Ein weiterer Punkt, der erneut angesprochen wird, war der Wechsel des IT-Dienstleisters an der LG. Hier stellt Engelbrecht fest: „Herr Koech hat das Recht andere Firmen zu beauftragen, er hat nicht das Recht, es unabgesprochen zu machen. Infos zu Maßnahmen an der Schule sind an mich als Schulleiter weiterzutragen. Das ist eine Verpflichtung. Das sieht Herr Koech offensichtlich anders.“ So seien vom Bürgermeister beauftragte IT-Dienstleister unangekündigt in der Schule aufgetaucht, um unter anderem Maßnahmen am W-Lan-Netz der Schule vorzunehmen. „Das Problem ist die fehlende Absprache“, stimmt Schulelternbeiratsmitglied Sonja Grelck zu. Sie weist zudem aus Elternsicht auch auf den Sicherheitsaspekt hin, „es kann nicht irgend jemand einfach unabgesprochen in der Schule auftauchen.“
Auf die Frage, warum es kein Mediationsgespräch gab, erklärt Thomas Engelbrecht: „Es gab im Mai ein Mediationsgespräch zusammen mit der Schulaufsicht, von mir initiiert. Der Mediator hat uns erklärt, woran wir (LG und Bürgermeister) jeweils arbeiten müssen. Der Aspekt ‚Vergaberecht‘ wurde geklärt. Zwei Monate später erscheint ein Video auf Facebook, wo Herr Koech mir massive Vorwürfe wegen des Vergaberechts macht. Was hat da das Mediationsgespräch gebracht?“
Vieles, was an diesem Abend angesprochen und erklärt wird, wurde so auch bereits im Juni im Rahmen eines Pressegespräch dargelegt. Auch Schulverbandsvorsteherin Julia Stricker legt erneut dar, dass Bürgermeister Koech im Schulverband nur einfaches Mitglied sei und daher nicht weisungsbefugt.
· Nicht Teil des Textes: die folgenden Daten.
PR #448, opened 2024-08-03
Update to `docker compose`

wojtekmach:
Docker Compose v1 aka `docker-compose` is deprecated in favour of v2 aka `docker compose`. See https://github.com/actions/runner-images/issues/9692.

Also, set platform linux/amd64 for httpbin. It does not have arm64 image and starting this container fails on arm64 Macs.


whatyouhide:
Yep, thanks @wojtekmach 💟

PR #112, opened 2019-11-14
[kernel] add patch for mlx-platform: Fix parent device in i2c-mux-reg device registration

mykolaf:
Patch fixes parent device parameter in a call to
platform_device_register_resndata() for "i2c-mux-reg".

It solves the race during initialization flow while 'i2c_mlxcpld.1' is
removing after probe, while 'i2c-mux-reg.0' is still in probing flow.

Signed-off-by: Mykola Faryma <mykolaf@mellanox.com>


qiluo-msft:
Why this is not submitted against master branch?

PR #116, opened 2019-12-15
Security kernel update to 4.9.189

olivier-singla:
This patch upgrade the kernel from version
4.9.0-9-2 (4.9.168-1+deb9u3) to 4.9.0-11-2 (4.9.189-3+deb9u2)

This PR needs another PR in sonic-buildimage:
https://github.com/Azure/sonic-buildimage/pull/3913


Makefile
```diff
@@ -2,11 +2,11 @@
 SHELL = /bin/bash
 .SHELLFLAGS += -e
 
-KERNEL_ABI_MINOR_VERSION = 2
-KVERSION_SHORT ?= 4.9.0-9-$(KERNEL_ABI_MINOR_VERSION)
+KERNEL_ABI_MINOR_VERSION = 11-2
```
qiluo-msft: >KERNEL_ABI_MINOR_VERSION [](start = 0, length = 24)

No need to change KERNEL_ABI_MINOR_VERSION, it is still 2.

patch/preconfig/packaging-update-abiname-to-11-2.patch
```diff
@@ -0,0 +1,20 @@
+Update debian abiname to 9-2
+
+From: Guohan Lu <gulv@microsoft.com>
+
+
```
qiluo-msft: Please also remove old packaging-update-abiname-to-9-2.patch, or rename it by git.

olivier-singla: Done

Makefile
olivier-singla: Done.
What about debian/config/defines, we still have abiname=11-2
The default abiname for debian 4.9.189 is 11, and we want a different abiname (such as 11-2)
If this is the same ABI, the script debian/bin/buildcheck.py will fail to verify the ABI

PR #122, opened 2020-02-07
Add ixgbe driver patch to support BCM54616S_E_PHY phy

jostar-yang:
This PR is patch for IXGBE.
0011-support-Broadcom-54616-Phy-for-Intel-igb-driver.patch is for IGB.
They are different code.
Do format with checkpatch.pl.

sonic-buildimage/src/sonic-linux-kernel/linux-4.9.168$ ./scripts/checkpatch.pl driver-ixgbe-external-phy.patch
total: 0 errors, 0 warnings, 0 checks, 37 lines checked

### DIFF
--- a/patch/driver-ixgbe-external-phy.patch
+++ b/patch/driver-ixgbe-external-phy.patch
@@ -1,0 +1,57 @@
+From: Jostar Yang <jostar_yang@accton.com>
+Signed-off-by: Jostar Yang <jostar_yang@accton.com>
+
+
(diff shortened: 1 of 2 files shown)


paulmenzel:
@jostar-yang, thank you for adding the support. According to the criteria in https://github.com/Azure/sonic-linux-kernel/blob/master/README.md, patches have to be sent upstream.

> Existing kernel modules need to be patched and those patches are available in upstream.

Have you done that already? Please also add the tag `Cc: stable@vger.kernel.org`, so it will be also added to the stable and LTS series.

PR #123, opened 2020-02-07
Fix i2c ISMT DMA buffer alignment issue

aravindmani-1:
Add linux patch to fix i2c ISMT 16-byte alignment issue of the DMA buffer address.


lguohan:
please identify the upstream commit id and the start linux version that introduce this patch.

lguohan:
use this for example. 

https://github.com/Azure/sonic-linux-kernel/blob/master/patch/linux-4.13-thermal-intel_pch_thermal-Fix-enable-check-on.patch

aravindmani-1:
Thanks @lguohan  for your comments.
Added the commit ID of the original patch.
Please let me know if this looks fine.

PR #129, opened 2020-04-03
[Mellanox] Add new patches come along with hw-mgmt V.7.0000.3020

keboliu:
Add new patches which required by new hw-mgmt package V.7.0000.3020
Including:

- support for VID protocol detection per page bases

- Increase i2c-mlxcpld transaction pooling

- mlxreg-hotplug: Use capability register for attribute creation

- Add support for attributes composed from few registers

- Add config for sensor xdpe122 and modify mlx_wdt to m


lguohan:
can you resolve conflict?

Die Beschlüsse des Schulverbands habe sie als Vorsteherin umzusetzen und auch zu verantworten. Gunnar Koech habe aber eigenmächtig IT-Mitarbeiter in die Schule geschickt. „Dieses Vorgehen hat unheimlich viel mehr Arbeit gemacht. Unabhängig von der Motivation, die dahinter steht, geht es um die fehlende Kooperationswilligkeit von Herrn Koech. Es ist schwierig, wenn ich am Ende den Kopf hinhalten muss. Die Gespräche, die geführt wurden, waren nicht zielführend. Ich fühlte mich nicht ernst genommen. Er sagte, er ist der Bürgermeister von Ratzeburg, er darf das. Ich vermisse da bis jetzt die Einsicht bei ihm.“
Sowohl Schulverband als auch LG stellen auf Nachfrage zudem klar, dass sie auf die Fraktionen der Stadtvertretung zugingen und nicht umgekehrt. Dazu Julia Stricker: „Es gab hier keine Absprache. Wir wussten vorher nicht von den Problemen der anderen. Es gibt keine Verschwörung.“ Engelbrecht ergänzt: „Was als Mär in den Raum gestellt worden ist – die Mär des Erneuerers gegen das Establishment – das ist an Einfachheit nicht zu überbieten.“ Nach Ansicht von Engelbrecht würden da voneinander unabhängige Institutionen sowie ehrenamtlich arbeitende Menschen zu etwas zusammengefasst, was sie nicht seien. „Diese Schule ist mir eine Herzensangelegenheit. Und zuvor hatte ich überhaupt keine Position zu Herrn Koech“, gibt auch der LG-Schulleiter jeglichen Verschwörungstheorien eine Absage.
Nach rund zwei Stunden endet schließlich der Infoabend.